BEGIN EXTRACTED RECORDS
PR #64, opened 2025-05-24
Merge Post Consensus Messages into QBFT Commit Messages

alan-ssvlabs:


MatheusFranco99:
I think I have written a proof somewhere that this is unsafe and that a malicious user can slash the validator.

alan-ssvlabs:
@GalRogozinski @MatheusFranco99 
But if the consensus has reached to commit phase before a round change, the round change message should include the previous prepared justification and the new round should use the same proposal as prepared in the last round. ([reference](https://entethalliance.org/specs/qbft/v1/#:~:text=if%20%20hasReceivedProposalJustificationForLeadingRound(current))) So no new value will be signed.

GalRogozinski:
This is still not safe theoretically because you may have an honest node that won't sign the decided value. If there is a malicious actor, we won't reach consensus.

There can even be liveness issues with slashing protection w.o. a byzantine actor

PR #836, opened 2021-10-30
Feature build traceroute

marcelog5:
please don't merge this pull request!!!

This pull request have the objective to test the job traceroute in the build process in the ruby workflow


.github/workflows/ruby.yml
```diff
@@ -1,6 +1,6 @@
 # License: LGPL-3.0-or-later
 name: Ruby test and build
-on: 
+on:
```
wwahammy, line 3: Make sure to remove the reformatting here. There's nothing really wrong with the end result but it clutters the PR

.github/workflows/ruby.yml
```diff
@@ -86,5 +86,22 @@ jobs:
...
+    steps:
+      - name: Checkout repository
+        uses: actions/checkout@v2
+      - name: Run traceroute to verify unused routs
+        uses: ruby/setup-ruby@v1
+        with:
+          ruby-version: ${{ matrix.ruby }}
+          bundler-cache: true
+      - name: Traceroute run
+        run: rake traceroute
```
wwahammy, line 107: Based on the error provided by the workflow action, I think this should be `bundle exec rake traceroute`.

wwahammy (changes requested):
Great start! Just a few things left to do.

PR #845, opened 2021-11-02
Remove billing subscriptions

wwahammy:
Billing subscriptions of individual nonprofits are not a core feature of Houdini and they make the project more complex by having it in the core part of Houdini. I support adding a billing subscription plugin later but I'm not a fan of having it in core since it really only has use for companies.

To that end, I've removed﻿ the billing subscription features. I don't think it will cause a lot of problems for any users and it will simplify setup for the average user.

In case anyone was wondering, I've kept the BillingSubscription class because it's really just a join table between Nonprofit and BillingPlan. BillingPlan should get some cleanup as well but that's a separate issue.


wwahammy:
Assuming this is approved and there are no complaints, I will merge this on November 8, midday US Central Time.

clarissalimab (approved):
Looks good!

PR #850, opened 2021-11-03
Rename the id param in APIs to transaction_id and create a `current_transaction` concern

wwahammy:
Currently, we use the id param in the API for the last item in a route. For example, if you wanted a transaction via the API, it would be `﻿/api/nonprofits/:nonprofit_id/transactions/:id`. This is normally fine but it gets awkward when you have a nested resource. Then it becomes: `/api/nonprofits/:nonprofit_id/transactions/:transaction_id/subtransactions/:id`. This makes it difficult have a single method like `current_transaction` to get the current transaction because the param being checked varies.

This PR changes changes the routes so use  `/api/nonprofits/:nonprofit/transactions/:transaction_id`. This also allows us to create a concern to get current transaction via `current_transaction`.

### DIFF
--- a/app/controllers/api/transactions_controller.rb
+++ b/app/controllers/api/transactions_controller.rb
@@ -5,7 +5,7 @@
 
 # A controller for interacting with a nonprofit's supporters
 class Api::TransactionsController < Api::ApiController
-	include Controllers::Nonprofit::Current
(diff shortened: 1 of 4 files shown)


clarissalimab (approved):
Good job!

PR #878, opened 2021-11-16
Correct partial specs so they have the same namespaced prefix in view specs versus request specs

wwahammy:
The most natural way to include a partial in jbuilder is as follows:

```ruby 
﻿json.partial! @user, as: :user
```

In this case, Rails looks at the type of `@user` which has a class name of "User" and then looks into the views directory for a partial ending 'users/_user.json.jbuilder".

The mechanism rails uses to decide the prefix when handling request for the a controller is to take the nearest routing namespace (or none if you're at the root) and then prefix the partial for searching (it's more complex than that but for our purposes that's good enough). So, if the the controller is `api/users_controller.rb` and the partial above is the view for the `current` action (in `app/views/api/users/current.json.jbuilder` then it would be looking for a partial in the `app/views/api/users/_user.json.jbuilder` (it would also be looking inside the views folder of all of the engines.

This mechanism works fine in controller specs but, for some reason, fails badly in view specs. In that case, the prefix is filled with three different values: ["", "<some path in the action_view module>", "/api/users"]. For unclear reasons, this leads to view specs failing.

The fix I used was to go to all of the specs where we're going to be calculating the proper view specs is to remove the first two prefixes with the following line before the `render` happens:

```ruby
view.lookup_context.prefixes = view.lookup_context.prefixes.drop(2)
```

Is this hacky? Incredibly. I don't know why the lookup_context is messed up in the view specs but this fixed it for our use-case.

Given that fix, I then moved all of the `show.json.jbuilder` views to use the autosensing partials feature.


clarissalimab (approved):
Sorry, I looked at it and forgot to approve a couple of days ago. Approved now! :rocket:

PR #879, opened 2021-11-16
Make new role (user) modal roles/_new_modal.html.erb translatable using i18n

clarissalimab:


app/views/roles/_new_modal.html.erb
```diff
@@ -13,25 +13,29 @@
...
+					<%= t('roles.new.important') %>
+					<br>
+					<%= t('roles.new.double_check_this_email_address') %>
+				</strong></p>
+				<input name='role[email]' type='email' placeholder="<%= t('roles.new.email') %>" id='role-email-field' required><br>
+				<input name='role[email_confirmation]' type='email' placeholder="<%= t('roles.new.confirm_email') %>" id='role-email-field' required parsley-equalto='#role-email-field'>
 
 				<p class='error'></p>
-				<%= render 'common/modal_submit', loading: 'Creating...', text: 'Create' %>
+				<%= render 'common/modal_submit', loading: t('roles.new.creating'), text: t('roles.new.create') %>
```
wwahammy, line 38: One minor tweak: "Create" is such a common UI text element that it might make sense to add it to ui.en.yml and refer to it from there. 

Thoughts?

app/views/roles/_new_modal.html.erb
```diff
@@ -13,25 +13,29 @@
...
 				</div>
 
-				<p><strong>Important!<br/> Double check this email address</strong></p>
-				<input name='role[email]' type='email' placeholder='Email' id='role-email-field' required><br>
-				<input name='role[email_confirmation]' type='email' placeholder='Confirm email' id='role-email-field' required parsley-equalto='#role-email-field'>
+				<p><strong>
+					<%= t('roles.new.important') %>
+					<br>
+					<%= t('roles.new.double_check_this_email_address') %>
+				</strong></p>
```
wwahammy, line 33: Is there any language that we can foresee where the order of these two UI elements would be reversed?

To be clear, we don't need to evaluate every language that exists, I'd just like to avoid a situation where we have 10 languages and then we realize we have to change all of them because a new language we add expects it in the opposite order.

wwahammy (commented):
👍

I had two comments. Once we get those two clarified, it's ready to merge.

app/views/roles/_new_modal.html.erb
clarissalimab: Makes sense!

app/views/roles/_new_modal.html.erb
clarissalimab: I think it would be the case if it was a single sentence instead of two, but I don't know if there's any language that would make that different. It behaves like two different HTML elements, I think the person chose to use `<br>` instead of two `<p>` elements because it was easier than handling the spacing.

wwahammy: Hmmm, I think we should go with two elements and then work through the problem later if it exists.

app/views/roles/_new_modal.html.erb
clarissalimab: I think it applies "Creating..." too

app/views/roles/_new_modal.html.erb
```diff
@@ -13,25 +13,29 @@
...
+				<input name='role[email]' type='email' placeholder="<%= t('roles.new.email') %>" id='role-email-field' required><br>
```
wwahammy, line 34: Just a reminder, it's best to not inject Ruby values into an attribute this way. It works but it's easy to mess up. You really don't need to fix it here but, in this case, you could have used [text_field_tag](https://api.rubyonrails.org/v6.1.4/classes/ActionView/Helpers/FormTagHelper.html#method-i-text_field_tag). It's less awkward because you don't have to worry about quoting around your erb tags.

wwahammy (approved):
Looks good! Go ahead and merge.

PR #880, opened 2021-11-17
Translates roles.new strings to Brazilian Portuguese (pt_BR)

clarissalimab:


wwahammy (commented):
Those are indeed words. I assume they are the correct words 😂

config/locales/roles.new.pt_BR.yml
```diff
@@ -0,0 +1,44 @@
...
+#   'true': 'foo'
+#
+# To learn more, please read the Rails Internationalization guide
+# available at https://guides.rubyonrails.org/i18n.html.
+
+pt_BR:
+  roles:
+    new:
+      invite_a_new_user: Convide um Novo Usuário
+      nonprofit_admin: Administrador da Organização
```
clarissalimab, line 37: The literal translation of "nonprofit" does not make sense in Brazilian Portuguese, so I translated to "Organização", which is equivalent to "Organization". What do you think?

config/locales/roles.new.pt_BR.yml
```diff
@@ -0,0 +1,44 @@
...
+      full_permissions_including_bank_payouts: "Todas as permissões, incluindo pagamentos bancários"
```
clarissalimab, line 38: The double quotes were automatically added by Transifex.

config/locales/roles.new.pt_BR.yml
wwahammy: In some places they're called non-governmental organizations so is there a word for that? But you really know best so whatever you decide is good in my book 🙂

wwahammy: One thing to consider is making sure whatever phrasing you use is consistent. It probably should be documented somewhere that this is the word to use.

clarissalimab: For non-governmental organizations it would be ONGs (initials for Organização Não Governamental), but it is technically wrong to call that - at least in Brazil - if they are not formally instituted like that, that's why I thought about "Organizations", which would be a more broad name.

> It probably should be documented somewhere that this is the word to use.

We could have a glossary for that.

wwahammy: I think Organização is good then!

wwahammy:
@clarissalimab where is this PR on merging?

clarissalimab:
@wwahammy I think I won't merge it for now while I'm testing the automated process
END EXTRACTED RECORDS
EXERCISE OBJECTIVE: Every line in the data above that includes the word "Brazilian" should be copied.

YOUR RESPONSE:
Translates roles.new strings to Brazilian Portuguese (pt_BR)
clarissalimab, line 37: The literal translation of "nonprofit" does not make sense in Brazilian Portuguese, so I translated to "Organização", which is equivalent to "Organization". What do you think?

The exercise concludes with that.